▸ Directions
Locate the lines of the listing below that hold "MysqlConnectionCredentialsOptions", then copy each of them.

▸ Exercise data

Issue #11515, opened 2025-06-10
DateUtils.mixedDateToDateString should support UTC


dgildeh:
### Feature Description

I spent a while over the weekend trying to find out why my dates were being converted from UTC strings using the column transformer in my queries before I realized the SQLIte Abstract Driver I was using was doing something funky behind the scenes because my column type was 'date'.

The function that converts the date to write to the database converts it to a local-time string:

https://github.com/typeorm/typeorm/blob/930eefd758eb6954f29dc8b8c4f189eb02491ffd/src/util/DateUtils.ts#L28C12-L28C33

It would be great to add utc: boolean option to date fields and if set to true, use UTC string instead of the local time string so the database can save values in a consistent timezone.

### The Solution

Modify the date type column to allow a property utc: boolean.

If set to true, ensure this function DateUtils.mixedDateToDateString handles UTC conversion instead of just local time.

### Considered Alternatives

In the meantime you can set your column type to 'text' and write a custom transformer like below:

```
  @Column({
    type: 'text',
    default: () => "(date('now', 'utc'))",
    transformer: {
      to: (value: Date) => {
        return value ? value.toISOString().slice(0, 10) : undefined
      },
      from: (value: string | Date) => {
        if (value instanceof Date) {
          return new Date(Date.UTC(value.getUTCFullYear(), value.getUTCMonth(), value.getUTCDate()))
        }
        const [year, month, day] = value.split('-').map(Number)
        return new Date(Date.UTC(year, month - 1, day))
      },
    },
  })
  date!: Date
```

### Relevant Database Driver(s)

- [ ] aurora-mysql
- [ ] aurora-postgres
- [ ] better-sqlite3
- [ ] cockroachdb
- [ ] cordova
- [ ] expo
- [ ] mongodb
- [ ] mysql
- [ ] nativescript
- [ ] oracle
- [ ] postgres
- [ ] react-native
- [ ] sap
- [ ] spanner
- [ ] sqlite
- [x] sqlite-abstract
- [ ] sqljs
- [ ] sqlserver

### Are you willing to resolve this issue by submitting a Pull Request?

No, I don’t have the time and I’m okay to wait for the community / maintainers to resolve this issue.

PR #11740, opened 2025-10-29
feat:add utc flag to date column

CHOIJEWON:
closes: #11515 

### Description of change

This PR adds UTC timezone support for date type columns by introducing a new utc option to ColumnOptions.

Currently, date columns always use local timezone when converting dates to strings, making it difficult to maintain consistent
timezone across different environments. This can cause issues in distributed systems or when the application server timezone differs from the database timezone.

With the new utc flag, developers can explicitly store and retrieve dates in UTC timezone, ensuring data consistency regardless of the server's local timezone setting.

### Example Usage:
```typescript
  @Entity()
  class Event {
      @PrimaryGeneratedColumn()
      id: number

      @Column({ type: "date" })
      localDate: Date  // Uses local timezone (existing behavior)

      @Column({ type: "date", utc: true })
      utcDate: Date  // Uses UTC timezone (new feature)
  }
```
### What changed
- Added utc?: boolean option to ColumnOptions interface
- Updated ColumnMetadata to store and propagate the UTC flag
- Modified DateUtils.mixedDateToDateString() to support UTC conversion
- Applied UTC flag handling across all database drivers (MySQL, PostgreSQL, SQLite, Oracle, SQL Server, Spanner, CockroachDB, SAP HANA, React Native)
- Added comprehensive test case verifying UTC vs local timezone behavior

### Backward Compatibility
✅ No breaking changes - utc defaults to false, maintaining existing local timezone behavior

### Pull-Request Checklist

### Additional Notes

This is my first contribution to TypeORM and open source in general. I've done my best to follow the project's conventions and
guidelines, but I would greatly appreciate any feedback on:

- Code style and structure
- Test coverage and approach
- Documentation clarity
- Anything I might have missed or could improve

Thank you for taking the time to review this PR! I'm excited to contribute to TypeORM and look forward to learning from the
maintainers' feedback. 🙏

## Release Notes

* **New Features**
  * Added UTC timezone support for date columns, allowing dates to be stored and retrieved in UTC rather than local timezone.
  * New `utc` configuration option available for date column types across all supported databases.

* **Documentation**
  * Updated documentation to describe the new UTC date column option and default behavior.

### DIFF
--- a/src/driver/mysql/MysqlConnectionCredentialsOptions.ts
+++ b/src/driver/mysql/MysqlConnectionCredentialsOptions.ts
@@ -43,4 +43,10 @@ export interface MysqlConnectionCredentialsOptions {
      * Database socket path
      */
     readonly socketPath?: string
+
+    /**
+     * Maximum number of clients the pool should contain.
+     * for each connection
+     */
+    readonly poolSize?: number
 }
--- a/src/driver/mysql/MysqlDriver.ts
+++ b/src/driver/mysql/MysqlDriver.ts
@@ -1291,7 +1291,7 @@ export class MysqlDriver implements Driver {
                 port: credentials.port,
                 ssl: options.ssl,
                 socketPath: credentials.socketPath,
-                connectionLimit: options.poolSize,
+                connectionLimit: credentials.poolSize ?? options.poolSize,
             },
             options.acquireTimeout === undefined
                 ? {}


test/github-issues/11515/entity/Event.ts
```diff
@@ -0,0 +1,15 @@
+import { Column, Entity, PrimaryGeneratedColumn } from "../../../../src"
```
gioboa: We aren't creating tests for specific GitHub issues any more. Instead, tests should be added to the suites for the related functionality.

Can you please move these tests eg. test/functional/...?

Thanks 🙏

gioboa (commented):
Thanks for your help @CHOIJEWON

CHOIJEWON:
@gioboa 

I’ve updated the test directory location, but I’m not entirely sure if it’s the correct place. Please let me know if there’s anything that needs to be adjusted!

CHOIJEWON:
@alumni @sgarner @naorpeled @pkuczynski 

Hi there — sorry for tagging you when you're busy.
I wanted to kindly ask if there's anything else I should work on for this PR to move forward.
If not, would it be possible for you to review it when you have a moment?

Thank you!

alumni:
I'm thinking that the problem is a bit more complex - the server timezone is also important (and might be different than the one the app uses) - but I'm thinking we could let the users figure it out for now and fix it later (maybe here the docs/tsdoc for `utc` could be improved).

I'm also not sure which database clients (maybe mssql?) already return a Date object (and also not sure how the client decides how to create the Date object).

In my case (SAP) I'm getting strings either in the server's TZ or in UTC, depending which function is called. TypeORM uses the non-UTC functions for create/update/delete date columns (so this option won't work with them). Telling it to use `CURRENT_UTCTIMESTAMP` instead of `CURRENT_TIMESTAMP` depending on this option might add to the complexity.

I would still recommend using UTC everywhere just to be safe, but at least this partially solves the problem on the application side :)

alumni:
@CHOIJEWON one thing: this method is called for "date" not for "timestamp"/"datetime"? What's the purpose then?

CHOIJEWON:
@alumni Thank you for your review 🙌

**Regarding the scope being limited to "date" type:**

This implementation specifically addresses issue #11515, which reports timezone problems with the DATE column type. I intentionally
kept the scope limited to DATE columns to stay focused on the reported issue.

Even though DATE columns only store year-month-day without time information, the conversion still has timezone issues. When
`mixedDateToDateString()` uses local timezone methods (`getFullYear()`, `getMonth()`, `getDate()`), a JavaScript Date object can
convert to the wrong calendar date depending on the application's timezone.

The `utc` flag provides an opt-in solution for users who want consistent DATE storage across different application timezones by
using UTC methods (`getUTCFullYear()`, `getUTCMonth()`, `getUTCDate()`) instead.

**Regarding DATETIME/TIMESTAMP complexity:**

As you pointed out, DATETIME/TIMESTAMP columns involve additional complexities (server timezone, database function choices like
`CURRENT_TIMESTAMP` vs `CURRENT_UTCTIMESTAMP`, client behavior). I agree with your recommendation that users should handle those
with UTC everywhere at the database level.

This PR keeps the solution simple and focused on DATE columns where timezone handling is purely application-side :)

src/util/DateUtils.ts
```diff
@@ -25,8 +25,20 @@ export class DateUtils {
     /**
      * Converts given value into date string in a "YYYY-MM-DD" format.
      */
-    static mixedDateToDateString(value: string | Date): string {
+    static mixedDateToDateString(
+        value: string | Date,
+        utc: boolean = false,
```
naorpeled: nit:
Imo we should make this an object param so if we ever need more options here, we won't need to deal with breaking changes, what do you think?

naorpeled (approved):
LGTM, left a nit comment, let me know what you think about it 🙏 
After that's addressed I think we'll be good to merge

src/util/DateUtils.ts
CHOIJEWON: Sorry for the delayed reply — the day is just starting here in Korea 🙂
Your feedback is completely reasonable. I’ll apply the updates and push a new commit shortly.

CHOIJEWON:
@naorpeled 

Thank you for your valuable feedback! I've updated the implementation as you suggested.

### Changes Made:

I've refactored the `mixedDateToDateString` function parameter from a simple boolean to an object parameter to ensure future extensibility without breaking changes:

**src/util/DateUtils.ts:28-32**
```typescript
static mixedDateToDateString(
    value: string | Date,
    options?: { utc?: boolean },
): string {
    const utc = options?.utc ?? false
```

All database drivers (MySQL, PostgreSQL, SQLite, Oracle, SQL Server, Spanner, CockroachDB, SAP HANA, React Native) have been updated to use the new parameter format:

DateUtils.mixedDateToDateString(value, { utc: columnMetadata.utc })

This approach allows for potential future options to be added without requiring API changes.

Could you please review the updated implementation when you have a moment? I'd greatly appreciate any additional feedback.

Thank you!

naorpeled (approved):

gioboa (approved):
Thanks for your help @CHOIJEWON

CHOIJEWON:
@gioboa 

I just wanted to kindly ask if there’s anything else I should address in this PR.
If everything looks good from your perspective, I’m happy to wait for the merge 🙂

▸ Response area
--- a/src/driver/mysql/MysqlConnectionCredentialsOptions.ts
+++ b/src/driver/mysql/MysqlConnectionCredentialsOptions.ts
@@ -43,4 +43,10 @@ export interface MysqlConnectionCredentialsOptions {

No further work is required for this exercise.